The National Broadcasting of Guinea-Bissau (RDN; in Portuguese: Radiodifusão Nacional da Guiné-Bissau), also known only as National Radio (in Portuguese: Rádio Nacional), is a public broadcasting company in Guinea-Bissau, whose head office is located in Bissau.

The RDN operates three radio stations in the country - Bissau (in city suburb of Nhacra), Catió and Gabu -, in addition to several regional stations and an international broadcast service. A network of transmitters allows the radio to cover about 80% of the country, in frequency modulation (91.5 / 104.0 FM).
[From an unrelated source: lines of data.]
PR #79, opened 2024-12-14
Pin MarkupSafe version

timsaucer:
# Request for updating an existing GitHub Action

## Overview

This is a small change to the pelican github action to pin the version of MarkupSafe during the docker build stage.

## Reasoning

MarkupSafe removed the pip dependency soft_unicode in later versions. With the current specification of MarkupSafe in the docker definition, you may not get the required dependency. There is one issue report relating to this: https://github.com/pallets/markupsafe/issues/304

This has led to recent failures in our pipelines such as: https://github.com/apache/datafusion-site/actions/runs/12319494192/job/34386667171?pr=50

## Alternative

One alternative is to leave the MarkupSafe definition as is and also add in an explicit install of soft_unicode.

## Work Around

We are currently working around this issue by adding in an additional github action step to install the pinned version of MarkupSafe.

Relates to https://github.com/apache/datafusion-site/pull/51

### DIFF
--- a/pelican/Dockerfile
+++ b/pelican/Dockerfile
@@ -50,7 +50,7 @@ COPY requirements.txt .
 RUN pip install -r requirements.txt --no-deps
 
 # Could perhaps be added to requirements.txt but that would affect other uses
-RUN pip install 'MarkupSafe<2.1.0' # needed for Pelican 4.5.4
+RUN pip install 'MarkupSafe==2.0.1' # needed for Pelican 4.5.4
 
 # Now add the local code; do this last to avoid unnecessary rebuilds
 COPY plugin_paths.py .


pelican/Dockerfile
```diff
@@ -50,7 +50,7 @@ COPY requirements.txt .
 RUN pip install -r requirements.txt --no-deps
 
 # Could perhaps be added to requirements.txt but that would affect other uses
-RUN pip install 'MarkupSafe<2.1.0' # needed for Pelican 4.5.4
+RUN pip install 'MarkupSafe==2.0.1' # needed for Pelican 4.5.4
```
potiuk, line 53: Idea: Maybe a good idea would be to add comment here to link to the issue/problem to solve it. Usually when I am doing such exclusion I create an issue that describes the "permanent" solution even if for now we want to temporarily limit it. Pinning a dependency inside dockerfile is quite problematic because almost for sure we will forget to unpin it or migrate (and we have now dependabot added to the repo to bump dependencies automatically, so likely some solution where dependabot will be able to update pinning automatically would be better.

assignUser: 100% agree

PR #153, opened 2025-05-19
add sha versions for more actions used by Pekko

pjfanning:
These actions are used by Apache Pekko and I'm looking to switch from versions to SHAs.

With the VirtusLab action, we don't use the old SHA any more so I replaced one with the latest one. I did a code search on Apache org GitHub and no one else uses this action.

Updated actions:
- coursier/cache-action
- coursier/setup-action
- jrouly/scalafmt-native-action
- VirtusLab/scala-cli-setup:

### DIFF
--- a/actions.yml
+++ b/actions.yml
@@ -94,7 +94,7 @@ TobKed/label-when-approved-action:
     expires_at: 2025-08-01
     keep: true
 VirtusLab/scala-cli-setup:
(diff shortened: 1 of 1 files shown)


assignUser (approved):
Thanks for being pro-active with the switch to SHAs!

I have checked the SHAs and they are the latest release of each action. :+1:

PR #155, opened 2025-05-20
remove marcospereira/action-surefire-report

pjfanning:
Only Apache Pekko was using it. marcospereira/action-surefire-report is a clone of scacap/action-surefire-report and Pekko now uses that.


assignUser (approved):
Really appreciate your efforts!

PR #156, opened 2025-05-21
add mirromutth/mysql-action

slievrly:

## Overview

add mirromutth/mysql-action with set up a MySQL container for UT.

**Name of action:** 

mirromutth/mysql-action

**URL of action:**

https://github.com/mirromutth/mysql-action
https://github.com/marketplace/actions/setup-mysql

de1fba8b3f90ce8db80f663a7043be3cf3231248

## Checklist

### DIFF
--- a/actions.yml
+++ b/actions.yml
@@ -801,3 +801,9 @@ golangci/golangci-lint-action:
   55c2c1448f86e01eaae002a5a3a9624417608d84:
     expires_at: 2050-08-01
     keep: true
+mirromutth/mysql-action:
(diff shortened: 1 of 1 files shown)


assignUser:
This action is clearly unmaintained, the last release was 2019! We won't be adding this to the list, sorry.

 I would recommend using [service containers](https://docs.github.com/en/actions/use-cases-and-examples/using-containerized-services/about-service-containers) for this. Here is a relevant example setting up a [pg service](https://docs.github.com/en/actions/use-cases-and-examples/using-containerized-services/creating-postgresql-service-containers).

PR #167, opened 2025-06-02
chore: Increase dependabot frequency

raboof:
As we'd ideally want infrastructure-actions to pick up upgrades before they're proposed in projects


assignUser:
This will flood us with PRs, I want to prune unused and archvied actions from the list first and improve some things. I'll work on that now, after we should be able to rapidfire merge prs

PR #168, opened 2025-06-06
Run tests for PRs

raboof:
There was a specific set of tests for the 'stash' action, which might still cover specific scenario's, but I think it would be good to do a basic run of 'all' tests as well - right now the gateway tests were not ran (and needed a fix)


raboof:
Some failures seem to be actual test failures.

Some failures seem to stem from the fact that the test requires access to a GH_TOKEN. I wonder if we could make these tests independent of GitHub, or make it easy to skip the tests that require such a token.

raboof:
I think this was already merged along with #169

PR #170, opened 2025-06-07
ci: trigger workflow on changes to gateway files

assignUser:
The workflows are meant to run on PRs but we haven't triggered them on changes to the actual scripts so far.

That's why we missed some changes in #169


assignUser:
@raboof something is still broken due to ruyaml changes, I'll have a look over the weekend but feel free to jump in ^^

PR #197, opened 2025-06-16
gateway: add mlugg/setup-zig

assignUser:

## Overview
This is the replacement for https://github.com/korandoru/setup-zig?tab=readme-ov-file#archived
which was archived. `mlugg` is a zig core developer so this is an almost 'official' action.

**Name of action:**
mlugg/setup-zig 

**URL of action:**
https://github.com/mlugg/setup-zig

v2.0.1 7dccf5e6d09267c55f815f2db29495f30ba2ebca

## Permissions
None

## Related Actions
See above, korandoru/setup-zig

## Checklist

### DIFF
--- a/actions.yml
+++ b/actions.yml
@@ -882,3 +882,7 @@ golangci/golangci-lint-action:
   55c2c1448f86e01eaae002a5a3a9624417608d84:
     expires_at: 2050-08-01
     keep: true
+mlugg/setup-zig:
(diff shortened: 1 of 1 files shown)


raboof (approved):
addition seems OK

perhaps also expire korandoru/setup-zig in this PR?

(I wonder if we should sort this file by alphabet, to avoid merge conflicts at the end of the file)

PR #212, opened 2025-06-23
docs: how to find out if/where an action is still used

raboof:
Thanks to @assignUser for the recommendation


assignUser (approved):
Thanks!

PR #216, opened 2025-07-06
Update README.md for the stash action

dsahlberg-apache-org:
Add the apache/ prefix in uses so GHA find the action in the apache organisation. Change the used ref to @main, since there is no @v1 branch.

It took me, as a new user, a couple of tries to get it right. This changes should hopefully make it easier for new users.

### DIFF
--- a/stash/README.md
+++ b/stash/README.md
@@ -45,7 +45,7 @@ To restore a stash before your build process, use the `infrastructure-actions/st
 ```yaml
 steps:
 - uses: actions/checkout@v2
-- uses: infrastructure-actions/stash/restore@v1
+- uses: apache/infrastructure-actions/stash/restore@main
   with:
     key: 'cache-key'
     path: 'path/to/cache'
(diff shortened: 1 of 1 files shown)


stash/README.md
```diff
@@ -45,7 +45,7 @@ To restore a stash before your build process, use the `infrastructure-actions/st
 ```yaml
 steps:
 - uses: actions/checkout@v2
-- uses: infrastructure-actions/stash/restore@v1
+- uses: apache/infrastructure-actions/stash/restore@main
```
potiuk, line 48: Might be a good idea to mention a commit hash - this is really the only way we **should** be using actions (and `zizmor` action and "CodeQL` security check will flag both tag an branch usage.

I think it would be better to follow this in the example.

potiuk, line 48:
```suggestion
- uses: apache/infrastructure-actions/stash/restore@e88c4936fdeeb13c0910747af0bd07d992a81f9b
- ```

assignUser (approved):
Sorry for the inconvenience and thanks for the PR! Hope the action works well for you!

PR #221, opened 2025-07-22
chore: update erisu/license-checker-action

erisu:
# Request for updating an existing GitHub Action to the allow list

## Overview

This GitHub Action is being used to audit the licenses of the project's NPM dependency tree. The purpose of this action is to provide early detection during commits and PR to ensure that updated or newly added npm dependencies follows the ASF 3rd Party Category A License requirements.

**Name of action:** 

`erisu/license-checker-action`

**URL of action:**

https://github.com/erisu/license-checker-action

`1c222d0c2f5898a4c40b8bd6fd6888650bd6f68a` -> v2.0.0

## Permissions

     
- None 
     
This action only runs against the `github.workspace` which the user would have checkout with `actions/checkout`. There is no write access to the repo or read access of credentials.

## Related Actions

     
None

## Checklist

  - The CI is enabled to run CodeQL against the JS code.
  - Dependabot should also be enabled to monitor the npm dependencies.
  - Unit testing is not added but something I could easily prepare.

### DIFF
--- a/actions.yml
+++ b/actions.yml
@@ -384,9 +384,9 @@ erisu/apache-rat-action:
     expires_at: 2025-08-01
     keep: true
 erisu/license-checker-action:
-  '*':
-    expires_at: 2025-08-01
-    keep: true
+  1c222d0c2f5898a4c40b8bd6fd6888650bd6f68a:
+    expires_at: 2050-01-01
+    tag: v2.0.0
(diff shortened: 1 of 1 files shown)


assignUser (approved):
I checked that any use of the action already uses the new sha, so the removal of the wild card is valid, thanks!

PR #223, opened 2025-07-26
Allow mlugg/setup-zig for all the versions

tisonkun:

## Overview

mlugg/setup-zig is the de-facto official action to set up Zig. The owner is Zig Software Foundation's member.

**Name of action:** mlugg/setup-zig

**URL of action:** https://github.com/mlugg/setup-zig

**Version to pin to ([hash only](https://infra.apache.org/github-actions-policy.html)):** I use `*` follow `setup-php` / `setup-dlang` and so on.

## Permissions

Default

## Related Actions

No

## Checklist

### DIFF
--- a/actions.yml
+++ b/actions.yml
@@ -890,6 +890,6 @@ golangci/golangci-lint-action:
     expires_at: 2050-08-01
     keep: true
 mlugg/setup-zig:
-  7dccf5e6d09267c55f815f2db29495f30ba2ebca:
-    expires_at: 2050-01-01
-    tag: v2.0.1
+  '*':
+    expires_at: 2025-08-01
+    keep: true


assignUser:
Sorry we will not accept new wild card entries. The existing ones will be removed soon, as announced by infra a few months ago.

New versions of the action should automatically be picked up by dependabot. Though we might be a bit lagging on approving those atm, so if you need an new version urgently feel free to open a PR for it explicitly.

tisonkun:
@assignUser Since the approved commit changes over time, does it mean that ASF projects should update the hash over time?

See https://github.com/apache/opendal/blob/8de30cc764c3724db33907ca17e02648530061ed/.github/workflows/ci_bindings_zig.yml#L48

We pin a commit hash but one day it gets unapproved.

assignUser:
@tison We had a limit of 5 dependabot PRs which hid the update to this action, sorry. The latest release was added in https://github.com/apache/infrastructure-actions/pull/233 and can now be used, the old version will also work for a while but will be removed automatically in October.

tisonkun:
Thanks for your update. That makes sense :D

The broadcasts are made mostly in Portuguese, and also have programs in the national languages of the country, namely: Creole, Fula, Balanta, Susso, Mankanya, Papel, Bijago, Felupe, Mandinka, Manjak, Beafada, Balanta Mané, Pajadinka and Nalu.

==Historic==
The current RDN arose from the merger of two important broadcasting services that were installed in Guinea-Bissau still in the colonial period, which operated with clearly divergent objectives. The oldest was the public state broadcaster, called the "Official Broadcaster of Portuguese Guinea", started in 1944, and; the other broadcasting service was called "Radio Liberation", started in 1964 on the initiative of nationalist activists who were fighting for the independence of Guinea-Bissau.

The unification of services would only occur in post-independence, on 10 September 1974, under the administration of Agnelo Regalla.

Its staff entered a five-day strike period on August 6, 2018.

RDN was occupied by the military on December 4, 2023, while the station was broadcasting a news bulletin. The station was suspended until a second order.